[EXERCISE DATA Boundary: Start]

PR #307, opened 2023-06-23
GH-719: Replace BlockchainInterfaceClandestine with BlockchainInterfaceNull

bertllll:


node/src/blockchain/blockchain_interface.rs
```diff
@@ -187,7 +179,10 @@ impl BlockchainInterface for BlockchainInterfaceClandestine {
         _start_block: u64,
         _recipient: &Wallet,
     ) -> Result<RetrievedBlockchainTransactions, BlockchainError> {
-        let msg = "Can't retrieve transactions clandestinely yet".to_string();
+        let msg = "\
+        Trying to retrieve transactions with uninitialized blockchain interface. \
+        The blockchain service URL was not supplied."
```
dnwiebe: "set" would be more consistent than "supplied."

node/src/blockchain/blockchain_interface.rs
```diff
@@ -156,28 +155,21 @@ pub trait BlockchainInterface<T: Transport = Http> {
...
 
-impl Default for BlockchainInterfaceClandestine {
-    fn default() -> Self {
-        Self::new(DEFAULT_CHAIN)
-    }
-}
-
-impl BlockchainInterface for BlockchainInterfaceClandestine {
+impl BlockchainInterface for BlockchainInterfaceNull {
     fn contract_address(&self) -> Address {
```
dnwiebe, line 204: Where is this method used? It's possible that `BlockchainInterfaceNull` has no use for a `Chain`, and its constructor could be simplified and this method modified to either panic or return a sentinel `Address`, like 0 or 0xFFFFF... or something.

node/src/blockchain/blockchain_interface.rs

[EXERCISE DATA Boundary: End]

*TASK DESCRIPTION:*
Reproduce every entry exactly, with nothing added or dropped.

*WRITTEN RESPONSE:*
PR #307, opened 2023-06-23
GH-719: Replace BlockchainInterfaceClandestine with BlockchainInterfaceNull

bertllll:


node/src/blockchain/blockchain_interface.rs
```diff
@@ -187,7 +179,10 @@ impl BlockchainInterface for BlockchainInterfaceClandestine {
         _start_block: u64,
         _recipient: &Wallet,
     ) -> Result<RetrievedBlockchainTransactions, BlockchainError> {
-        let msg = "Can't retrieve transactions clandestinely yet".to_string();
+        let msg = "\
+        Trying to retrieve transactions with uninitialized blockchain interface. \
+        The blockchain service URL was not supplied."
```
dnwiebe: "set" would be more consistent than "supplied."

node/src/blockchain/blockchain_interface.rs
```diff
@@ -156,28 +155,21 @@ pub trait BlockchainInterface<T: Transport = Http> {
...
 
-impl Default for BlockchainInterfaceClandestine {
-    fn default() -> Self {
-        Self::new(DEFAULT_CHAIN)
-    }
-}
-
-impl BlockchainInterface for BlockchainInterfaceClandestine {
+impl BlockchainInterface for BlockchainInterfaceNull {
     fn contract_address(&self) -> Address {
```
dnwiebe, line 204: Where is this method used? It's possible that `BlockchainInterfaceNull` has no use for a `Chain`, and its constructor could be simplified and this method modified to either panic or return a sentinel `Address`, like 0 or 0xFFFFF... or something.

node/src/blockchain/blockchain_interface.rs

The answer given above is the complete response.